Businesses Need Information and Boosted Restructuring for Integration

3:34:26 PM | 5/13/2015

Repeated optimistic viewpoints on economic growth pace and trends in 2015 are the attention-grabbing contents of two macroeconomic reports recently published by the National Financial Supervisory Commission (NFSC) and the Vietnam Institute for Economic and Policy Research (VEPR).

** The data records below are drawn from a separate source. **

PR #5714, opened 2022-08-23
Make test bucket pool wait until query service is ready before use

bbrks:
Make the test bucket pool wait for a query service to be ready before attempting to use it to clean out the prepared statements.

In scripted constrained environments like integration test jobs it's easier to hit a case where we try running this query and the query service has not started up yet. Especially in older CB Server versions, where startup is generally slower.

## Pre-review checklist

- [x] `6.6.5 xattrs=false` https://jenkins.sgwdev.com/job/SyncGateway-Integration/680/

### DIFF
--- a/base/bucket_n1ql.go
+++ b/base/bucket_n1ql.go
@@ -124,6 +124,19 @@ func (bucket *CouchbaseBucketGoCB) BuildDeferredIndexes(indexSet []string) error
 	return BuildDeferredIndexes(bucket, indexSet)
 }
 
+func (bucket *CouchbaseBucketGoCB) waitUntilQueryServiceReady(_ time.Duration) error {
+	pr, err := bucket.Bucket.Ping([]gocb.ServiceType{gocb.N1qlService})
+	if err != nil {
+		return err
+	}
+	for _, service := range pr.Services {
+		if service.Service == gocb.N1qlService && service.Success {
+			return nil
+		}
+	}
+	return fmt.Errorf("Couldn't ping N1QL service: %v", pr)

Worries about agriculture and service
In its report with a higher macro perspective, NFSC cited better aggregate demand of the economy, particularly fast-recovery industry and commune, for their positive remarks. NFSC said total development investment capital rose 9.1 percent year on year in the first quarter, much higher than the 3.8 percent growth in the same period of 2014. Private investment jumped high, evidenced by credit growth of 2.78 percent as of April 20, compared with a slight growth of 0.53 percent a year earlier. Meanwhile, consumption actively improved. Inflation-excluded retail revenue of goods and services climbed nearly 8 percent year on year in the first four months, high than the growth rates in the same period of the three previous years (6.1 percent, 4.6 percent and 5.5 percent in Jan-April of 2012, 2013 and 2014, respectively.) According to NFSC specialists, Vietnam is entering a period of rapid and sustainable growth thanks to effectively maintained macroeconomic balances and their good effects.
 
However, in its report on Vietnamese macroeconomics, NFSC also noted some existing challenges in the economy, that is to say, slow agriculture and service growth. The agro-forestry and fisheries sector expanded 2.14 percent in the first quarter of 2015, lower than the growth of 2.37 percent in the same period of 2014. Meanwhile, exports showed signs of slowing. According to statistics, the export turnover grossed US$50.1 billion in the first four months of 2015, up 8.2 percent year on year, much low than the growth of 16.9 percent in the responding period of 2014. Meanwhile, its import value was estimated at US$53.1 billion in the reviewed period, resulting in a deficit of nearly US$3 billion, or 6 percent of total exports, higher than the target of 5 percent set by the lawmaking National Assembly.
 
GDP growth at 6.3 percent in 2015
According to VEPR’s first-quarter macroeconomic report, Vietnam's economy is estimated to grow 6.3 percent this year. Manufacturing industry continues to be the main driver to Vietnam’s growth. Based on employment data and industrial production index, this growth primarily comes from newly operated production lines by foreign investors in Thai Nguyen, Hai Phong, Hai Duong, Bac Ninh, Quang Nam, Can Tho and Vung Tau. Many big foreign-invested projects went into operation in the first quarter, including a project invested by LG Group of South Korea in Hai Phong City and a project by Samsung Display in Bac Ninh province. Many garment, textile, leather and footwear projects will maintain the industrial growth in 2015. The growth potential in coming years depends on FDI inflows and the resilience and strengthened involvement of domestic companies in regional production networks.
 
Although Vietnam's economy is forecast to have a high growth rate in 2015, VEPR still warned that prices will have significant impacts on the economic growth. Given the average crude oil price of US$60 per barrel, VEPR predicted Vietnam’s economic growth at 6.3 percent in 2015. Besides, prices of other basic commodities are likely to go down through 2015 but oil prices will fluctuate in a wide range, thus increasing the volatility of inflation. The inflation is forecast at 1 percent in the year given that no adjustments are made to prices of public services (health and education), tax (environmental loyalties) and fees (traffic tolls). With adjustments, the inflation may climb to 3 percent.
 
Before the above economic developments, according to VEPR, some major economic indicators set in the five-year plan from 2011-2015 may not be achieved as expected. Therefore, VEPR recommended the Government create a healthy macro-economic environment and harmonious economic institutions for long-term visions. Economic institutional reform needs more breakthroughs and actively facilitates the private sector.
 
VEPR also said that domestic enterprises must find ways to passively cope with new rules of economic integration. Thus, the force of the Vietnamese business community will become thinner when it integrates more deeply into the world economy, thus failing to shape its own competitiveness and long-term advantages. For that reason, the Government needs to create favourable conditions for the business community to have the most accesses to information sources and references to negotiation contents and have enough time for restructuring to capture opportunities in international economic integration.